True to form, environmental extremists have done nothing but complain bitterly about the President's Healthy Forests Initiative, which was introduced in August of 2002. These groups have no meaningful alternative to protecting forests or property (NRDC says, with callous indifference, that catastrophic forest fires are simply inevitable-they're not, by the way-so people should buy inflammable roofing). They prefer making politically charged sound bites instead of working with the President to implement concrete solutions to a very serious environmental problem.

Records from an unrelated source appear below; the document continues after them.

PR #179, opened 2017-08-25
Streamline setup; clean up code

### LINKED ISSUE #160: Add initial "opt-out" capability for Google Analytics tracking.
Related to https://github.com/opendatakit/briefcase/issues/137:

Once the above issue is merged, Google Analytics (GA) will be on by default, meaning that usage information will be sent up potentially before a user is 1) aware of it, and 2) has an option to decline.  They would need to see it "Settings" and disable it, at which point several pieces of information (OS, briefcase version, time spent on various tabs and actions taken on them prior to navigating to settings) would have been sent up.

1) Is this acceptable?
2) If not, how should the "opt-out" interaction take place on initial application load?

dcbriccetti:
This is ready to merge, once again Sep 10, 2017, 23:30 PDT.

Closes #160

Removes the separate dialog for setting the briefcase storage location. Presents an introductory message. Disables using any other tab than Settings until the briefcase storage location is specified.

screen shot 2017-09-10 at 11 12 34 pm

Improves code quality, including removing a lot of code.

I recommend preserving the individual commits, because of the extensive preparatory refactoring.

There are several new unit tests. I have manually tested all affected features and found no regressions.

It’s simple and removes a lot of existing code and complexity.

Something missed in testing may be broken.


lognaturel:
Looks good to me! @yanokwa? @daveycrockett @jpknox and anyone else who has opinions?

Let us know when you have had a chance to verify it @dcbriccetti.

yanokwa:
I like where this is change is going, but on the first launch, I think it's very unclear what the user needs to do. I think some dynamic alert in the UI that alerts the user that the storage location is required would be a clearer. 

I think the two explanations are far too verbose and add to the confusion. I think if we are going to have long bits of text, it'd be better to see that in some kind of tool tip. It's just way too much to read. An alternative would be just an indented sentence of text underneath the element that explains what it does.

dcbriccetti:
>dynamic alert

The President's trip to Summerhaven, Arizona, sparked the usual rhetorical pabulum from the usual suspects. Interestingly, complaints leveled by these groups look quite similar in tone and content, showing a remarkable effort at message coordination, designed no doubt for fundraising purposes:
Do these charges have any grounding in fact? One might ask: where is the proof of a timber industry-cum-Bush Administration conspiracy? In Arizona, there is essentially no logging industry left: there are two very small mills, and the Apache Indian Reservation has two mills of its own. And further, where is the proof showing exactly how environmental laws are being "gutted"? Among other things, the Administration is using categorical exclusions, based on scientific peer review, to expedite catastrophic-fire-preventing thinning projects. Those exclusions are an existing part of NEPA.

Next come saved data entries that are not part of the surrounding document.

PR #857, opened 2018-11-01
CO-2090 Search on linked partner work now with archived partner

eicher31:


cms_form_compassion/forms/match_partner_form.py
```diff
@@ -122,6 +125,7 @@ def form_before_create_or_update(self, values, extra_values):
                 partner.write(source_vals)
             self.partner_id = partner.id
             values['partner_id'] = partner.id
+            partner.active = True
```
ecino: Instead of doing another write, you could use the write at line 125 to put it active here.

ecino (commented):
Small improvement to avoid two writes.

ecino:
You can as well add this logic in sms_sponsorship/models/sms_child_request.py line 119 in the create method

ecino (approved):

PR #870, opened 2018-11-21
CO-2131 Resupply event

quentingigon:


crm_compassion/models/weekly_demand.py
```diff
@@ -109,8 +109,14 @@ def _compute_demand_events(self):
                 resupply += event.number_allocate_children - \
                     event.planned_sponsorships
 
+            if resupply < 0:
+                if week.average_unsponsored_web >= abs(resupply):
+                    # should we add abs(value) ?
+                    week.average_unsponsored_web += abs(resupply)
```
ecino: No it's the contrary that we are looking for, we want to substract the number (we will have less resupply web).
You should as well define resupply_events in that case. `week.resupply_events = 0`

ecino: BTW I'm not sure we are allowed to define another field value in the compute method of a specific field. Did you test the result?

ecino (changes requested):

ecino:
I was not saying you must separate compute demand and compute resupply. I was wondering if it's working to set a non-computed field (in that case `week.average_unsponsored_web`) inside a compute method of another field (in that case `week.resupply_event`.

Please revert the join compute method but test that your computation is working.

crm_compassion/models/weekly_demand.py
quentingigon: > BTW I'm not sure we are allowed to define another field value in the compute method of a specific field. Did you test the result?

I did and it is not possible I think. The value is correct during the execution but the field value is never updated

ecino: This was what I was afraid of. So you should move your logic in the write method after event resupply is modified.

ecino:
Not a good fix. We need to discuss it.

PR #883, opened 2018-12-07
FIX extra hours computation

ecino:
I think I found a bug in extra hours computation.
@eicher31 Please review and make sure adding dependency of leave_ids is good.

### DIFF
--- a/hr_attendance_management/models/hr_attendance_day.py
+++ b/hr_attendance_management/models/hr_attendance_day.py
@@ -297,8 +297,9 @@ class HrAttendanceDay(models.Model):
     @api.multi
     @api.depends('paid_hours', 'due_hours', 'extra_hours_lost')
     def _compute_extra_hours(self):
+        sick_leave = self.env.ref('hr_holidays.holiday_status_sl')
         for att_day in self:
-            if att_day.leave_ids.holiday_status_id.name == 'Sick Leaves':
+            if sick_leave in att_day.leave_ids.mapped('holiday_status_id'):
                 att_day.extra_hours = 0
             else:
                 extra_hours = att_day.paid_hours - att_day.due_hours


hr_attendance_management/models/hr_attendance_day.py
```diff
@@ -295,10 +295,11 @@ def _compute_break_total(self):
                 att_day.break_ids.mapped('total_duration') or [0])
 
     @api.multi
-    @api.depends('paid_hours', 'due_hours', 'extra_hours_lost')
+    @api.depends('paid_hours', 'due_hours', 'extra_hours_lost', 'leave_ids')
     def _compute_extra_hours(self):
```
eicher31, line 299: due_hours already depends of leave_ids

hr_attendance_management/models/hr_attendance_day.py
```diff
@@ -295,10 +295,11 @@ def _compute_break_total(self):
...
+        sick_leave = self.env.ref('hr_holidays.holiday_status_sl')
         for att_day in self:
-            if att_day.leave_ids.holiday_status_id.name == 'Sick Leaves':
+            if sick_leave in att_day.leave_ids.mapped('holiday_status_id'):
```
eicher31, line 302: Or this:
```suggestion
            if 'Sick Leaves' in att_day.leave_ids.mapped(
                    'holiday_status_id.name'):
```

ecino: No this is less good because the name can change depending of the language of the user! It's always better to check equality at  the record value instead of names that can be translated!

hr_attendance_management/models/hr_attendance_day.py
ecino: Ok I remove it.

eicher31 (approved):

PR #885, opened 2018-12-12
CO-2230 payment mode is updated for partner when contract is validated

quentingigon:


ecino:
The above line does exactly the same as you are doing. So this problem was maybe older and is now working. This PR is not needed but thanks for having check.

PR #892, opened 2018-12-19
Co 2256 Update Mapping and selection field to match US message

nfluckiger:


ecino (approved):
Thanks! It looks like US have some typos in their field names :)

PR #900, opened 2019-01-15
CO-2280 New sponsorship campaign saved

quentingigon:


ecino (commented):
Have a look at this one, to see if it is causing the issue : 
https://github.com/compassionch/compassion-modules/blob/770ae448805b38326f82d5f5898fc02389f81b20/sponsorship_compassion/models/contracts.py#L895

I would prefer that you find the issue instead of providing a workaround.

quentingigon:
Can not reproduce

PR #904, opened 2019-01-24
CO-2129 : Rajouter un bouton dans impact parrainage qui ouvre les invoice line

c-meier:


sponsorship_compassion/models/contracts_report.py
```diff
@@ -226,3 +226,25 @@ def open_sponsorship_report(self):
...
+            'type': 'ir.actions.act_window',
+            'name': 'Donations details',
+            'res_model': 'account.invoice.line',
+            'views': [[False, 'list']],
+            'context': self.with_context(
+                search_default_group_product=1,
+                form_view_ref='sponsorship_compassion'
+                              '.view_invoice_line_partner_tree '
+            ).env.context,
+            "domain": [("partner_id", "=", self.id),
```
ecino: In this view, we group as well the statistics of all church members, to have the contribution of one church. Therefore, you can display the donations of all church member by adding the following filter domain:
```
'|', ("partner_id", "=", self.id), ("partner_id", "=", self.church_id.id),
```

ecino (changes requested):
Thank you for the changes. Only one small thing to add to allow displaying all donations of church members.

ecino (approved):

PR #917, opened 2019-02-08
CO-2269 Dissocier la communication Welcome Muskathlon d'un nouveau Portal User

jo-bloiz-ornot:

Healthy Forests isn't about logging or the timber industry, but about protecting forests and people's homes. It is about preventing Arizona's Rodeo-Chediski fire, whose path of destruction equaled about 60 percent of the size of Rhode Island, from happening again. And it is about preventing frivolous, baseless litigation sponsored by extremist groups, which is a major contributing factor to the recent spate of catastrophic fires.
Kate Klein, a 49-year-old district manager with the U.S. Forest Service, and someone who once considered herself part of the "environmental movement," agrees. As she told the Smithsonian magazine (August 2003 edition), the legal obstructionism of environmental extremists, who systematically stopped attempts to thin Arizona's Black Mesa forest district, which Klein manages, caused a massive wildfire that left a swath of desolation, killing everything, animal species included, that got in its way.

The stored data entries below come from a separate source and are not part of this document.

PR #928, opened 2019-02-19
CO-2174 Ajouter l'option d'envoi "e-mail uniquement"

jo-bloiz-ornot:
add forth option in communication preference

need double check on migration

### DIFF
--- a/partner_communication/migrations/10.0.1.0.2/post-migration.py
+++ b/partner_communication/migrations/10.0.1.0.2/post-migration.py
@@ -1,17 +1,15 @@
 # -*- coding: utf-8 -*-
 ##############################################################################
 #
-#    Copyright (C) 2018 Compassion CH (http://www.compassion.ch)
+#    Copyright (C) 2019 Compassion CH (http://www.compassion.ch)
 #    Releasing children from poverty in Jesus' name
-#    @author: Nicolas Bornand
+#    @author: Joel Vaucher
 #
 #    The licence is in the file __manifest__.py
 #
 ##############################################################################
-from openupgradelib import openupgrade
 
 
-@openupgrade.migrate(use_env=True)
 def migrate(env, version):
     if not version:
         return
@@ -34,7 +32,8 @@ def migrate(env, version):
     env.cr.execute("""
         UPDATE res_partner
         SET global_communication_delivery_preference='auto_digital_only'
-        WHERE email_only=true AND global_communication_delivery_preference!='none'
+        WHERE email_only=true AND
+        global_communication_delivery_preference!='none'
         """)
     env.cr.execute("""
         UPDATE res_partner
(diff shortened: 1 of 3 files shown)


partner_communication/migrations/10.0.1.0.2/post-migration.py
```diff
@@ -0,0 +1,54 @@
+# -*- coding: utf-8 -*-
+##############################################################################
+#
+#    Copyright (C) 2018 Compassion CH (http://www.compassion.ch)
```
ecino: 2019

partner_communication/migrations/10.0.1.0.2/post-migration.py
```diff
@@ -0,0 +1,54 @@
...
+#    Releasing children from poverty in Jesus' name
+#    @author: Nicolas Bornand
```
ecino: Put your name

partner_communication/migrations/10.0.1.0.2/post-migration.py
```diff
@@ -0,0 +1,54 @@
...
+#
+#    The licence is in the file __manifest__.py
+#
+##############################################################################
+from openupgradelib import openupgrade
+
+
+@openupgrade.migrate(use_env=True)
```
ecino: Since you are never using the environment, you can remove this decorator, remove the openupgrade import, and the method signature will take cr as first parameter instead of env. Then you can simply use it in the code to do cr.execute(...)

partner_communication/models/communication_config.py
```diff
@@ -200,19 +210,30 @@ def get_inform_mode(self, partner):
...
-                'digital': 'physical' if not partner.email_only else 'none',
+                'digital': 'physical',
+                'digital_only': 'digital',
                 'both': 'physical',
             },
             'digital': {
                 'none': 'none',
                 'physical': 'physical' if self.print_if_not_email else 'none',
                 'digital': 'digital',
-                'both': 'both' if self.print_if_not_email else 'digital',
```
ecino: I think this rule was correct and doesn't need to be changed.

partner_communication/models/communication_config.py
```diff
@@ -200,19 +210,30 @@ def get_inform_mode(self, partner):
...
+                'digital': 'digital',
+                'digital_only': 'digital',
+                'both': 'digital',
+
             },
             'both': {
                 'none': 'none',
                 'physical': 'physical',
-                'digital': 'both' if not partner.email_only else 'digital',
+                'digital': 'digital',
```
ecino:
```suggestion
                'digital': 'both',
```

ecino (changes requested):

partner_communication/migrations/10.0.1.0.2/post-migration.py
jo-bloiz-ornot: replace the name or add ?

ecino: Replace, it's a new file.

ecino (approved):

ecino:
small flake8 issue : `partner_communication/migrations/10.0.1.0.2/post-migration.py:35:34: W291 trailing whitespace`

PR #929, opened 2019-02-20
CO-2347 messages of hold removals are now correctly handled 

quentingigon:
The changes in contract_compassion/models/contracts.py came during a rebase

### DIFF
--- a/message_center_compassion/models/gmc_message.py
+++ b/message_center_compassion/models/gmc_message.py
@@ -256,14 +256,21 @@ class GmcMessagePool(models.Model):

Klein blames the Center for Biological Diversity, who blocked thinning repeatedly, for the fire. Her reaction is worth recounting in full: "If we had done all this thinning we wanted to over the years, we could have kept this fire from exploding, and we could have saved the towns it burned through. All those arguments we heard about how 'your timber sale is going to destroy Mexican spotted owl habitat,' 'your timber sale is going to destroy the watershed.' And our timber sale wouldn't have had a fraction of the effect a severe wildfire has. It doesn't scorch the soil, it doesn't remove all the trees, it doesn't burn up all the forage. And then to hear their statements afterward! There was no humility, no acceptance of responsibility, no acknowledgment that we had indeed lost all this habitat that they were concerned about. All they could do was point their finger at us and say it was our fault."